PR #944, opened 2019-04-30
Add instructions for running simulator with other iOS devices to README

iamthomasbishop:
This PR adds simple instructions to the README doc for running the iOS simulator with other devices.

### DIFF
--- a/README.md
+++ b/README.md
@@ -63,13 +63,29 @@ yarn android
 
 The app should now open in a connected device or a running emulator and fetch the JavaScript code from the running packager.
 
-To compile and run the iOS variant of the app, use:
+To compile and run the iOS variant of the app using the _default_ simulator device, use:
 
 ```
 yarn ios
 ```
 
 which will attempt to open your app in the iOS Simulator if you're on a Mac and have it installed.
+
+### Running on Other iOS Devices
+
+To compile and run the app using a different device, open the target device in Xcode by going to `Hardware > Device`, then use:
+
+```
+yarn ios --simulator="DEVICE_NAME"
+```
+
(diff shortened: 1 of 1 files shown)


README.md
```diff
@@ -63,14 +63,30 @@ yarn android
...
 
 ```
 yarn ios
 ```
 
 which will attempt to open your app in the iOS Simulator if you're on a Mac and have it installed.
 
+### Running on Other iOS Devices
+
+To compile and run the app using a different device, open the target device in Xcode by going to `Hardware > Device`, then use:
```
etoledom: I believe that having the simulator running prior the `yarn` command is not strictly necessary. `yarn ios` will launch it if it's not running already.

README.md
```diff
@@ -63,14 +63,30 @@ yarn android
...
-To compile and run the iOS variant of the app, use:
+To compile and run the iOS variant of the app using the _default_ simulator device, use:
 
 ```
 yarn ios
 ```
 
 which will attempt to open your app in the iOS Simulator if you're on a Mac and have it installed.
 
+### Running on Other iOS Devices
```
etoledom: Nit: Devices sound like the real hardware. Maybe we could say "Other iOS Device Simulators"?

README.md
iamthomasbishop: Ah ok, I was having issues with launching others straight-away and this worked, so I assumed this was the "proper" way to do it – but now launching straight-away is working so I'll remove the part specific to opening prior to running the command.

README.md
iamthomasbishop: Removed – good catch!

PR #948, opened 2019-05-02
Fix move selected text on iOS

### LINKED ISSUE #843: [iOS] Editor becomes unusable after moving selection in paragraph block.
[Video showing the issue](https://cloudup.com/c1vWeZ-lAFx)
Tested on 12.2 (WP Internal)

Steps:
- Have a paragraph block with text.
- Double tap on a word to select it.
- Long tap until you can drag the selection.
  - If you are having troubles with this, try to select a longer word (or more words) so the selection is bigger, and long press in the center of the selection.
- Drag the selection anywhere else in the paragraph block.
- Release and behold.

etoledom:
fixes #843 
Maybe this one too: https://github.com/wordpress-mobile/WordPress-iOS/issues/11583

This PR fixes an issue where the editor enters on a onFocus/onBlur infinite loop. This was easily reproduced by selecting text on a paragraph block, and moving it inside the same block.

I tracked the issue until this line:
https://github.com/wordpress-mobile/gutenberg-mobile/blob/6513ba88076009b883f8b708ec48dfcbe92793b5/react-native-aztec/src/AztecView.js#L149

But we need it in order to let Gutenberg know that the TextView was focused by iOS. Needed to solve this issue: https://github.com/wordpress-mobile/gutenberg-mobile/issues/702

With some investigation I noticed that `textViewDidBeginEditing` was sending one extra `onFocus` event that is not needed, and that triggered the loop. It was solved by sending the `onFocus` from `becomeFirstResponder`, with the proper checks.

move-selected

To test:

- Run the example project on iOS
- Select a long paragraph block.
- Select some text long enough.
- Long press to move it and release it somewhere else in the block.
- Check that the editor behaves as expected.
- Check that the Hide Keyboard button stays functional after presenting the Links UI. (check for #702 )
- Smoke test on Android.

### DIFF
--- a/react-native-aztec/ios/RNTAztecView/RCTAztecView.swift
+++ b/react-native-aztec/ios/RNTAztecView/RCTAztecView.swift
@@ -123,7 +123,7 @@ class RCTAztecView: Aztec.TextView {
         delegate = self
         textContainerInset = .zero
         contentInset = .zero
-        textContainer.lineFragmentPadding = 0        
+        textContainer.lineFragmentPadding = 0
         addPlaceholder()
     }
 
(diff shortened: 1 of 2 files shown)


etoledom:
Thank you @SergioEstevao !

@mkevins or @marecar3 would you mind smoke-testing this on Android? 🙏 

The change on `AztecView.js` remove some (supposedly unnecessary) calls to `onFocus`.
Checking that onFocus is called when it's necessary on RichText should be enough (that the RichText based blocks are being focused properly on different scenarios).

etoledom:
Thank you!

PR #949, opened 2019-05-02
Fix android rich text errors

Tug:
Gutenberg PR: https://github.com/WordPress/gutenberg/pull/15392

This fixes RichText errors on merge and split.
Most of the work is in the GB PR.

Important fix in this PR:
- We remove calls to `clearSelectedBlock` on focus that would reset the block selection and thus cause error in the MERGE_BLOCKS effect that need it initialized

Other fixes:
- Refactor `mergeBlocks` in `BlockHolder` to be closer to the web version
- Mock focusing RN elements for tests

### Testing Instructions (on both Android and iOS)
- Try splitting a header block
- Try splitting a paragraph block
- Try merging a paragraph block with a header block
- Try merging 2 paragraph blocks
- Try editing text into a paragraph or a header block
- Try converting a selection into bold and/or italic
- Try writing in bold
- Try writing in italic
- Try writing in both bold and italic
- Try removing a format without selecting any text by having the cursor on formatted text and pressing on the selected format button
- Try adding a link
- Try converting a word to a link
- Try copying a link and pasting it into a selection
- Try copy pasting text


hypest:
Tried out 95f7d9a and there's an event loop happening (apparently). It happens in various cases when typing but managed to capture one when typing and deleting some text in a paragraph:

Gutenberg-loop

I think the "key" detail in order to replicate is to have some typing/deleting happening fast enough and then the issue arises.

etoledom:
Testing on iOS I found a strange behavior with the list block:
- The list block doesn't get selected.
- Pressing "Enter" in the list block, duplicates the content of the block.

list_block

I was able to reproduce the same behavior on Android.

daniloercoli:
Tests run by using Google Board on my Nexus 5X running Android 7.1 

**Test 1**
I was able to replicate a loop easily, just split a para block and start writing into it.

demo-buy

**Test 2**
I was able to replicate a "deleting loop" by tapping on a para block, start deleting content by tapping backspace and keep it pressed, then release the backspace key.

demo-buy2

hypest:
Steps to repro a merge problem:

0. Start with this initial html:
```
<!-- wp:paragraph -->
<p>split, add a char in new para, backspace it and backspace again to merge</p>
<!-- /wp:paragraph -->
```
1. Put caret inside the `split` word and hit Enter to split the block
2. Type one char (e.g. `g`) at the start of the new block
3. Backspace to delete it
4. Backspace again to merge the blocks
5. Notice the `g` being there in the middle of the merged word/block

hypest:
We've been working on some fixes and @etoledom and I have some commits to share. Will merge to this branch now.

daniloercoli:
`Undo` doesn't work as expected.

Steps to repro:
- Start the demo app
- Put the caret in a para block, and tap Enter to split the block in two
- Tap `Undo` ---> Boom!
- The "original" block is back with the full content, but the block created after the splitting is not removed
output-scaled

etoledom:
Found an issue on split (iOS and Android):

Steps to reproduce:
- Select a paragraph block in the middle of the content.
- Split the block.
- Merge back the new block.
- (Android) Split again. 
  - (iOS) Move the cursor and then Split again.
- You will see that all the content stays in the first block.

phantom_split

etoledom:
I also noticed a regression on of this issue: https://github.com/wordpress-mobile/gutenberg-mobile/issues/699

It was related to the last commit. With some debugging I noticed that we are sending the correct selection back to Aztec here:
https://github.com/WordPress/gutenberg/blob/86894eaded3c4b283033c7fa438dbaa4a6c6863b/packages/block-editor/src/components/rich-text/index.native.js#L626

And the render is triggered with the correct selection, but the caret is not updated.

daniloercoli:
I noticed a minor(?) problem when trying to remove a block by tapping `Backspace`, and erasing all the content from it.
To reproduce the problem you can follow the steps below for simplicity, but I guess there are easier ways to reproduce it:
 
- Start the demo app
- On a para block tap enter and create a new block
- Paste something in the block
- Place the caret at the end of the block
- Backspace to delete all the content
- You will see that once the caret reached the beginning of the block, and the placeholder "Start Writing" is on the screen, you need to tap the Backspace 2 times to get the block deleted.

output-scaled

This seems like a minor issue, but better to not underestimate it, since it may uncover other issues we're missing from testing.

hypest:
Will now merge the branches with the fixes I was working on over the last few days, so we can coordinate on a single branch/PR.

hypest:
There's an undo bug where an extra character is appearing, which is a web-side issue. Tracked in https://github.com/WordPress/gutenberg/issues/15619.

hypest:
The undo issue reported by @daniloercoli in https://github.com/wordpress-mobile/gutenberg-mobile/pull/949#issuecomment-490915301 is happening on the web too (I tried https://frontenberg.tomjn.com/ as well as local WP on GB hash eea04cf20 and happens there too) so, not a native mobile related issue.

koke:
Not sure if it's a regression, but the moment you press backspace, the current format gets deselected:

format-backspace

koke:
I found some odd things splitting lists and trying to undo the changes:

odd-lists

react-native-aztec/android/src/main/java/org/wordpress/mobile/ReactNativeAztec/ReactAztecText.java
```diff
@@ -84,6 +84,8 @@
     public ReactAztecText(ThemedReactContext reactContext) {
         super(reactContext);
 
+        setGutenbergMode(true);
```
marecar3: Hey @Tug @hypest I have tried to test WPAndroid against this PR and it's crashing with this error: `java.lang.NoSuchMethodError: No virtual method setGutenbergMode(Z)V in class Lorg/wordpress/mobile/ReactNativeAztec/ReactAztecText`

I can see that we are targeting Aztec version `aztecVersion = 'gb-stray-selection-fix-try1'` but when I compare this branch: https://github.com/wordpress-mobile/AztecEditor-Android/tree/gb-stray-selection-fix-try1 with develop it seems they are identical: https://github.com/wordpress-mobile/AztecEditor-Android/compare/gb-stray-selection-fix-try1

I assume that we are missing some commits from that branch?

etoledom:
> I found some odd things splitting lists and trying to undo the changes:

This seems to be fixed by: https://github.com/wordpress-mobile/gutenberg-mobile/pull/973

> Not sure if it's a regression, but the moment you press backspace, the current format gets deselected:

Just tested this and it's working good now! 🎉 

With the last updates, I found a small issue on iOS: Sometimes the formats won't go away by pressing the format buttons.

It's easiest to reproduce in the lists block, but it also happens in paragraph. I couldn't reproduce it in Android, just iOS:

formats

I can take a look at this.

etoledom:
The format library doesn't seem to recognize bold with `b` tags, that's true for the web version too.
This means that our `<p><b>Hello</b> World!</p>` paragraph block in the initial example content is "buggy", but this issue is not generated in our end.

PR #957, opened 2019-05-03
Merge Release/1.4.0 into develop

loremattei:
This merges Release/1.4.0 into develop.


pinarol:
This PR won't change the gutenberg hash because I am reverting the gutenberg hash update with commit d31b4b6 . That's because we used a temporary branch for this particular release and don't want to refer to that branch from develop too.

PR #959, opened 2019-05-06
Improve accessibility on missing block

### LINKED ISSUE #950: Improve screen reader support for Unsupported Block
Screen reader should be able to select this block (currently it's not selectable).
It should read something like:
"Unsupported block. {Block name}". (i.e: Unsupported block. Gallery).

koke:
Fixes #950 

## To test

With VoiceOver/Talkback activated

1. Create a post with some unsupported blocks (gallery, contact form)
2. Tap on the unsupported gallery block, it should read `Unsupported block: Gallery`
3. Tap on the unsupported contact form (any non-core block), it should read `Unsupported block`


koke:
I’ve tested this on iOS but not yet on android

(YOUR INSTRUCTIONS)
Give the exact lines, and only those, from the line containing "I was able to replicate a loop" through the line containing "I also noticed" in the entries above.

(SOLUTION BELOW)
I was able to replicate a loop easily, just split a para block and start writing into it.

demo-buy

**Test 2**
I was able to replicate a "deleting loop" by tapping on a para block, start deleting content by tapping backspace and keep it pressed, then release the backspace key.

demo-buy2

hypest:
Steps to repro a merge problem:

0. Start with this initial html:
```
<!-- wp:paragraph -->
<p>split, add a char in new para, backspace it and backspace again to merge</p>
<!-- /wp:paragraph -->
```
1. Put caret inside the `split` word and hit Enter to split the block
2. Type one char (e.g. `g`) at the start of the new block
3. Backspace to delete it
4. Backspace again to merge the blocks
5. Notice the `g` being there in the middle of the merged word/block

hypest:
We've been working on some fixes and @etoledom and I have some commits to share. Will merge to this branch now.

daniloercoli:
`Undo` doesn't work as expected.

Steps to repro:
- Start the demo app
- Put the caret in a para block, and tap Enter to split the block in two
- Tap `Undo` ---> Boom!
- The "original" block is back with the full content, but the block created after the splitting is not removed
output-scaled

etoledom:
Found an issue on split (iOS and Android):

Steps to reproduce:
- Select a paragraph block in the middle of the content.
- Split the block.
- Merge back the new block.
- (Android) Split again. 
  - (iOS) Move the cursor and then Split again.
- You will see that all the content stays in the first block.

phantom_split

etoledom:
I also noticed a regression on of this issue: https://github.com/wordpress-mobile/gutenberg-mobile/issues/699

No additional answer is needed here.